PR #1570, opened 2021-04-24
GROOVY-10056: Inferred parameter type of lambda expression for multi-…

danielsun1106:
…dimensions array is not correct

https://issues.apache.org/jira/browse/GROOVY-10056

### DIFF
--- a/src/main/java/org/codehaus/groovy/transform/stc/StaticTypeCheckingSupport.java
+++ b/src/main/java/org/codehaus/groovy/transform/stc/StaticTypeCheckingSupport.java
@@ -428,7 +428,7 @@ public abstract class StaticTypeCheckingSupport {
      * @return -1 if no match, 0 if the last argument is exactly the vararg type and 1 if of an assignable type
      */
     static int lastArgMatchesVarg(final Parameter[] parameters, final ClassNode... argumentTypes) {
-        if (!isVargs(parameters)) return -1;
+        if (!isVargs(parameters, argumentTypes)) return -1;
         // case length ==0 handled already
         // we have now two cases,
         // the argument is wrapped in the vargs array or
@@ -480,8 +480,14 @@ public abstract class StaticTypeCheckingSupport {
         return false;
     }
 
-    static boolean isVargs(final Parameter[] parameters) {
+    static boolean isVargs(final Parameter[] parameters, ClassNode[] argumentTypes) {
         if (parameters == null || parameters.length == 0) return false;
+
+        // GROOVY-10056: Inferred parameter type of lambda expression for multi-dimensions array is not correct
+        if (null != argumentTypes && argumentTypes.length == parameters.length && argumentTypes[argumentTypes.length - 1].isArray()) {
+            return false;
+        }
+
         return (parameters[parameters.length - 1].getType().isArray());
     }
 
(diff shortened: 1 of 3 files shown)


src/main/java/org/codehaus/groovy/transform/stc/StaticTypeCheckingSupport.java
```diff
@@ -480,8 +480,14 @@ public static boolean isAssignableTo(ClassNode type, ClassNode toBeAssignedTo) {
...
 
-    static boolean isVargs(final Parameter[] parameters) {
+    static boolean isVargs(final Parameter[] parameters, ClassNode[] argumentTypes) {
         if (parameters == null || parameters.length == 0) return false;
+
+        // GROOVY-10056: Inferred parameter type of lambda expression for multi-dimensions array is not correct
+        if (null != argumentTypes && argumentTypes.length == parameters.length && argumentTypes[argumentTypes.length - 1].isArray()) {
+            return false;
+        }
+
```
eric-milles, line 490: Instead of changing the definition of what is a variadic method, can you change the lastArgMatchesVarg result only?  A method is variadic regardless of the arguments passed.

eric-milles:
Is there any overlap with https://issues.apache.org/jira/browse/GROOVY-9813 and this?  Or are they satisfied out of very separate paths?

src/main/java/org/codehaus/groovy/transform/stc/StaticTypeCheckingSupport.java
danielsun1106: I tried to revert all changes and just to refine the check as you suggested:

**Original**
https://github.com/apache/groovy/blob/master/src/main/java/org/codehaus/groovy/transform/stc/StaticTypeCheckingVisitor.java#L5286

**Refined**
```
boolean isVargs = -1 != lastArgMatchesVarg(parameters, expressions.stream().map(e -> getDeclaredOrInferredType(e)).toArray(ClassNode[]::new));
```

but the build will be broken, then we can not debug... 
`lastArgMatchesVarg` is much more complicated than `isVargs`, it is hard to replace `isVargs`.

danielsun1106: In order to keep the method `isVargs` as it is, I even tried the following approach, but the build will still be broken...

**Original**
https://github.com/apache/groovy/blob/master/src/main/java/org/codehaus/groovy/transform/stc/StaticTypeCheckingVisitor.java#L5286

**Refined**
```java
        boolean isVargs = isVargs(parameters);
        if (isVargs) {
            ClassNode[] argumentTypes = expressions.stream().map(e -> getDeclaredOrInferredType(e)).toArray(ClassNode[]::new);
            if (null != argumentTypes && argumentTypes.length == parameters.length && argumentTypes[argumentTypes.length - 1].isArray()) {
                isVargs = false;
            }
        }
```

eric-milles: I could take a look at this case when I get through GROOVY-10053 and GROOVY-10054.  I'm trying to look over all the generics fallout from 4.0a3 as a whole.

danielsun1106: OK. Thanks.
I'll close the PR without merging as some further tweak could be done.

PR #1571, opened 2021-04-25
GROOVY-10056: Inferred parameter type of lambda expression for multi-…

danielsun1106:
…dimensions array is not correct

https://issues.apache.org/jira/browse/GROOVY-10056

This may be the minimum change for the issue.

### DIFF
--- a/src/main/java/org/codehaus/groovy/transform/stc/StaticTypeCheckingVisitor.java
+++ b/src/main/java/org/codehaus/groovy/transform/stc/StaticTypeCheckingVisitor.java
@@ -5305,10 +5305,7 @@ public class StaticTypeCheckingVisitor extends ClassCodeVisitorSupport {
                                             applyGenericsContextToParameterClass(resolvedPlaceholders, paramType));
                         }
                     }
-                    if (isVargs && lastArg && argumentType.isArray()) {
-                        argumentType = argumentType.getComponentType();
-                    }
-                    if (isVargs && lastArg && paramType.isArray()) {
+                    if (isVargs && lastArg && paramType.isArray() && !argumentType.isArray()) {
                         paramType = paramType.getComponentType();
                     }
                     argumentType = wrapTypeIfNecessary(argumentType);
--- a/src/test/groovy/bugs/Groovy10056.groovy
+++ b/src/test/groovy/bugs/Groovy10056.groovy
@@ -1,0 +1,44 @@
+/*
+ *  Licensed to the Apache Software Foundation (ASF) under one
+ *  or more contributor license agreements.  See the NOTICE file
+ *  distributed with this work for additional information
+ *  regarding copyright ownership.  The ASF licenses this file
+ *  to you under the Apache License, Version 2.0 (the
+ *  "License"); you may not use this file except in compliance
+ *  with the License.  You may obtain a copy of the License at
+ *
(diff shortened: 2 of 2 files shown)


src/main/java/org/codehaus/groovy/transform/stc/StaticTypeCheckingVisitor.java
```diff
@@ -5305,10 +5305,7 @@ protected ClassNode inferReturnTypeGenerics(final ClassNode receiver, final Meth
                                             applyGenericsContextToParameterClass(resolvedPlaceholders, paramType));
                         }
                     }
-                    if (isVargs && lastArg && argumentType.isArray()) {
-                        argumentType = argumentType.getComponentType();
-                    }
-                    if (isVargs && lastArg && paramType.isArray()) {
+                    if (isVargs && lastArg && paramType.isArray() && !argumentType.isArray()) {
                         paramType = paramType.getComponentType();
                     }
```
eric-milles, line 5310: What about tying the checks together?  I have tried this for the test case, but have run out of time today to run the full test suite.
```java
                    if (isVargs && lastArg && argumentType.isArray() && paramType.isArray()) {
                        argumentType = argumentType.getComponentType();
                        paramType = paramType.getComponentType();
                    }
```

danielsun1106: As the following code will make `argumentType` and `paramType` non-array type, so `isVargs && lastArg && argumentType.isArray() && paramType.isArray()` will be always `false` IMO.

https://github.com/apache/groovy/blob/master/src/main/java/org/codehaus/groovy/transform/stc/StaticTypeCheckingVisitor.java#L5297-L5300

Anyway, let me try according to you suggestion.

eric-milles: So probably not correct to reduce the arrays together.  But I don't think it is correct to reduce the parameter type only in the argument is not still an array.  There are more complete variadic checks in other blocks; I think the ones in `inferReturnTypeGenerics` are quite simplistic.  Like if the param type is `Object[]`, it accepts any array type.

I did not get the error for "new ListExpression(Arrays.asList(..." and I'm not sure why that is.

danielsun1106: > There are more complete variadic checks in other blocks; I think the ones in inferReturnTypeGenerics are quite simplistic.

Yep. The variadic checks here is not complete.

> So probably not correct to reduce the arrays together.

The cause of GROOVY-10056 and the above error `new ListExpression(Arrays.asList(...` is reducing type array not correctly.
```java
                    if (isVargs && lastArg && argumentType.isArray()) {
                        argumentType = argumentType.getComponentType();
                    }
                    if (isVargs && lastArg && paramType.isArray()) {
                        paramType = paramType.getComponentType();
                    }
```
(https://github.com/apache/groovy/blob/master/src/main/java/org/codehaus/groovy/transform/stc/StaticTypeCheckingVisitor.java#L5310-L5315)

> I did not get the error for "new ListExpression(Arrays.asList(..." and I'm not sure why that is.

You could try run tests with the gradle option `--no-build-cache`.

To be honest, I have no better idea to fix GROOVY-10056 for now.

PR #1572, opened 2021-04-26
"del" ASCII character also should be escaped

eustas:
Otherwise, after printing out the result, it does not represent input!


danielsun1106:
Merged. Thanks.
https://github.com/apache/groovy/commit/4476af5e67bedcdb2c3b80528afcb991610fbcbc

▸ **Work instruction**: The lines holding the string "abstract" in the listing above are what you should copy out.

▸ **Answer to this exercise**:
@@ -428,7 +428,7 @@ public abstract class StaticTypeCheckingSupport {
@@ -480,8 +480,14 @@ public abstract class StaticTypeCheckingSupport {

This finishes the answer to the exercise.